The Society of Critical Care Medicine has a campaign that they call the ICU liberation campaign. It’s to use the A, B, C D E, F bundle to try to reduce the occurrence of delirium and post intensive care syndrome. Which is to try to get people off ventilation as soon as possible to minimize the amount of sedation that they get if anything at all. To mobilize them, even while they’re on the ventilator to reduce the weakness, to keep their brain engaged. To involve their family, which helps them stay calm and more oriented. Trying to mimic the day night cycle to protect the patients circadian rhythm as much as possible, and treating pain first instead of providing sedation when someone looks like they’re uncomfortable. But to do that bundle properly, it takes a very large culture shift in the way that critical care is done now. Part of the reason why it’s continues to persist at such high rates is that culture is incredibly difficult to change.
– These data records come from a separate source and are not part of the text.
PR #330, opened 2019-09-09
[Requests] Test entrypoints

florimondmanca:
Refs #293, prompted by https://github.com/encode/httpx/pull/298#issuecomment-529574573

So, here's a very small PR that adds *one* test from Requests.

---

Things I'm unsure about, that don't necessarily need to be sorted out right now:

**How should we keep track of changes made to the test cases?**

I introduced a `copied_from` pytest marker for this purpose. The test here links to a line in the test code from Requests v2.22 (we shouldn't link to master as line numbers will change over time).

Alternatively we could have special comments, e.g. `NOTE: modified xyz because of abc` but I figured it would be less structured than resorting to markers. Also we have a nice summary of the changes at the top of the test.

**How should we deal with API incompatibilities?**

I see two outcomes:

- HTTPX is functionally compatible, but the API is different.

In this case, we can monkeypatch `requests` (i.e. `httpx`) to expose the modified API, which allows us to keep track of migration steps *in code*.

- HTTPX is functionally incompatible, i.e. Requests allows to do something that HTTPX doesn't or it exposes a concept that HTTPX doesn't have an equivalent for (e.g. Requests' adapters).

In this case, the basic approach would be to `xfail` the test with a well-defined `reason`, and then we can see if there are patterns that would enable us to record the exact reasons in a more structured way.

I'd be happy to have anyone's thoughts on this, as well as how rigorous we want this whole compatibility test suite to be. I think the good approach for now is to ensure the main APIs are somewhat compatible, and track the migration steps that lie in that "somewhat".


setup.cfg
```diff
@@ -17,3 +17,5 @@ multi_line_output = 3
 
 [tool:pytest]
 addopts = --cov=httpx --cov=tests --cov-report=term-missing
```
StephenBrown2: Here might be a better place to put `-rsXx` than before, actually.

tests/requests_compat/test_api.py
```diff
@@ -0,0 +1,30 @@
...
+
+
+@pytest.mark.copied_from(
+    "https://github.com/psf/requests/blob/v2.22.0/tests/test_requests.py#L72",
+    changes=["added noqa comment to silence flake8"],
+)
+@pytest.mark.xfail(
+    reason="PoolManager has no obvious equivalent in HTTPX", raises=ImportError
+)
+def test_poolmanager_entrypoint():
```
sethmlarson: What are your thoughts on straight up removing tests that have zero chance of running with HTTPX (like this test)?

sethmlarson: Besides this question this looks good to me :+1:

florimondmanca: So this relates to the “rigor” I mentioned in the PR description.

I think including these makes sure we track *important* Requests APIs that we don’t have. (In a sense, adding them and xfailing them is a form of testing too, in contrast with not including or skipping them?)

I don’t think it will be worth adding every single test from Requests though, as a lot of them test regressions or API details that may not be relevant to us.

I know you attended AACN’s National Teaching Institute & Critical Care Exposition (NTI) conference. Could you share a little bit about that?
I wanted to go because I’ve never been. It’s our national conference. Now that I’m more research-oriented and I’ve been taking more leadership type of roles at work, I wanted to see what is new out there and what other people are doing. I went as both a PhD student and a clinician, in that I couldn’t help but be involved in the clinician stuff, learning about the best way to intubate someone or what does this medication do. It’s fascinating to see people putting research into place and how that’s working for them. Talking to some of the other PhD nurses was helpful to look to some examples of what you can do with a career in PhD, as well as some networking.
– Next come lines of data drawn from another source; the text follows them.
PR #332, opened 2019-09-10
DigestAuth as middleware - No nonce count

yeraydiazdiaz:
Split from https://github.com/encode/httpx/pull/305

This PR introduces a `DigestAuth` middleware that can be used as an `auth` parameter to `Client` and the request methods.

This works for the synchronous Client situations, for example:

```python
import httpx

URL = "https://httpbin.org/digest-auth/auth/yeray/{password}/{algorithm}"

ALGORITHMS = [
    "MD5",
    "MD5-SESS",
    "SHA",
    "SHA-SESS",
    "SHA-256",
    "SHA-256-SESS",
    "SHA-512",
    "SHA-512-SESS",
]


def main():
    password = "foo"
    with httpx.Client(auth=httpx.DigestAuth("yeray", password)) as client:
        for algorithm in ALGORITHMS:
            response = client.get(URL.format(password=password, algorithm=algorithm))
            print("FAILED!" if response.status_code != 200 else "", algorithm, response)

        print("\nThis should fail...")
        print(client.get(URL.format(password="bar", algorithm=ALGORITHMS[0])))


if __name__ == "__main__":
    main()
```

Is there anything you want to share?
I am doing a symposium presentation at the Council for the Advancement of Nursing Science (CANS) in September in Washington DC. It’s a concept analysis of effective communication with patients who are linguistically diverse. It’s an evolving concept, because the only real thing that’s out there is to use accurate interpretation. I’m excited to present on it because it’s the backbone of all of my research, which is that the reason I think patients have more difficulty with delirium in ICU, is because we can’t communicate with them as well when they’re intubated. Once we establish what effective communication looks like we can start to improve that health disparity.